Middleton later recovered, saying the Kid had prevented another of the
Apaches from "finishing" him by bashing his head with a rock.
The Kid and the others fled, their
tracks obliterated by a snowstorm.
It would be the last "official" sighting of Apache Kid, though
unconfirmed reports of his whereabouts would continue to filter in for
years.
Over the next few years the Apache
Kid was accused of various crimes
and said to have led a small band of renegade Apache followers, raiding
ranches and freight lines throughout New Mexico , Arizona and Northern
Mexico as he hid out in the Mexican Sierra Madre Mountains. Others
insist that he became a lone wolf who was despised by his own people
and was terribly feared by the Anglo settlers. Some accounts have the
Apache Kid kidnapping an Apache woman until he tired of her, then
killing her, before kidnapping yet another. Reportedly, the Kid
preyed
on lone ranchers, cowboys, and prospectors, killing them for their
food, guns, and horses. Before long, a price of $5,000 was placed on
his head by the Arizona Territorial Legislature, dead or alive, but no
one ever claimed the reward.
It is impossible to determine how
many of the crimes he is blamed for that he actually committed.
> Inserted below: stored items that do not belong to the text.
PR #700, opened 2024-03-13
Persistent Worker: support running a single standby instance

edigaryev:
Now using the `WarmableInstance` abstraction from https://github.com/cirruslabs/cirrus-cli/pull/698.

### DIFF
--- a/internal/worker/task.go
+++ b/internal/worker/task.go
@@ -101,7 +101,7 @@ func (worker *Worker) getInstance(ctx context.Context, isolation *api.Isolation)
 		worker.logger.Debugf("standby instance does not match the task's isolation configuration, " +
 			"terminating it")
 
-		if err := worker.standbyInstance.Close(ctx); err != nil {
+		if err := standbyInstance.Close(ctx); err != nil {
 			worker.logger.Errorf("failed to terminate the standby instance: %v", err)
 		} else {
 			worker.logger.Debugf("standby instance had successfully terminated")
--- a/internal/worker/task.go
+++ b/internal/worker/task.go
@@ -15,6 +15,7 @@ import (
 	"go.opentelemetry.io/otel/attribute"
 	"go.opentelemetry.io/otel/metric"
 	"go.opentelemetry.io/otel/trace"
+	"google.golang.org/protobuf/proto"
 	"maps"
 	"net/url"
 	"runtime"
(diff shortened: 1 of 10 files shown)


internal/worker/worker.go
```diff
@@ -196,6 +206,51 @@ func (worker *Worker) Run(ctx context.Context) error {
...
+		return
+	}
+
+	// Do nothing if the standby instance is already instantiated
+	if worker.standbyInstance != nil {
+		return
+	}
+
+	// Do nothing if there are tasks that are running to simplify the resource management
+	if worker.tasks.Size() != 0 {
```
fkorotkov, line 221: I think it's OK for now but we'll need to think how to make a standby if we run one VM already.

internal/worker/worker.go
```diff
@@ -196,6 +206,51 @@ func (worker *Worker) Run(ctx context.Context) error {
...
+		worker.logger.Errorf("failed to create a standby instance: %v", err)
+
+		return
+	}
+
+	logger := echelon.NewLogger(echelon.TraceLevel, renderers.NewSimpleRenderer(os.Stdout, nil))
+
+	worker.logger.Debugf("warming-up the standby instance")
+
+	if err := standbyInstance.(abstract.WarmableInstance).Warmup(ctx, nil, logger); err != nil {
```
fkorotkov, line 238: Why not to use `worker.logger`?

internal/worker/task.go
```diff
@@ -82,6 +83,35 @@ func (worker *Worker) startTask(
 	worker.logger.Infof("started task %d", agentAwareTask.TaskId)
 }
 
+func (worker *Worker) getInstance(ctx context.Context, isolation *api.Isolation) (abstract.Instance, error) {
```
fkorotkov, line 86: Let's add some OTEL metric on hit rate.

internal/worker/task.go
```diff
@@ -82,6 +83,35 @@ func (worker *Worker) startTask(
...
+				"yielding it to the task")
+
+			return standbyInstance, nil
+		}
+
+		// Otherwise terminate the standby instance to simplify the resource management
+		worker.logger.Debugf("standby instance does not match the task's isolation configuration, " +
+			"terminating it")
+
+		if err := worker.standbyInstance.Close(ctx); err != nil {
```
fkorotkov, line 104: `worker.standbyInstance` is `nil` here already

edigaryev: Good catch, fixed in https://github.com/cirruslabs/cirrus-cli/pull/700/commits/364b6f2a3906d8fa21733760606a6a522a95e14a.

internal/worker/worker.go
edigaryev: Because the `Warmup()` expects an `*echelon.Logger`, which is not what we use for the worker.

internal/worker/task.go
edigaryev: Added in https://github.com/cirruslabs/cirrus-cli/pull/700/commits/62c104a0b90737ad0ce238f0b3e3238cc77c2c26.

During an 1890 shootout between
Sonoran Rurales (a branch of the army)
and Apaches, a slain warrior was found to have Reynolds' pistol and
watch, but he was too old to have been the Kid. After 1894,
reports of
his crimes came to an end. Some sources claimed he died at this time
while others argue that he crossed into Mexico and retired to his
mountain hideout.
In 1899, Colonel Emilio Kosterlitzky,
head of the Rurales, reported him
alive and living with other Apaches in the Sierra Madre. In the
interim, there were several unconfirmed reports of his death - by
gunshot or by tuberculosis. However, southern Arizona ranchers
continued to report Apache stock raids into the 1920s.
There are so many different
variations of the crimes committed by the
Apache Kid, all with the purpose of exacting revenge for the
treacherous way in which the Apache scouts had been treated by the
army, that even historians cannot agree on exactly what he was
responsible for, nor when he died. Seemingly, his namesake "the tall
man destined to come to a mysterious end" was a prophecy.
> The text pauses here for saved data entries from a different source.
PR #701, opened 2024-03-21
Standby improvements

fkorotkov:
Respect resources and added tests

### DIFF
--- a/internal/worker/worker.go
+++ b/internal/worker/worker.go
@@ -50,8 +50,8 @@ type Worker struct {
 
 	logger logrus.FieldLogger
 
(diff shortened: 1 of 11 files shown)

Though the questions are many
regarding the death of the Apache Kid, a
gravesite memorial can be found high in the San Mateo Mountains of the
Cibola National Forest in New Mexico. Here is yet another place
that
the Apache Kid was said to have been killed, after having been hunted
down by local ranchers angered by his relentless raids.
Reportedly, to
mark the site of the site of the Kid's undoing, the vengeful posse
blazed a tree, the hacked remains of which you can see to this day. The
grave is one mile northwest of Apache Kid Peak at Cyclone Saddle.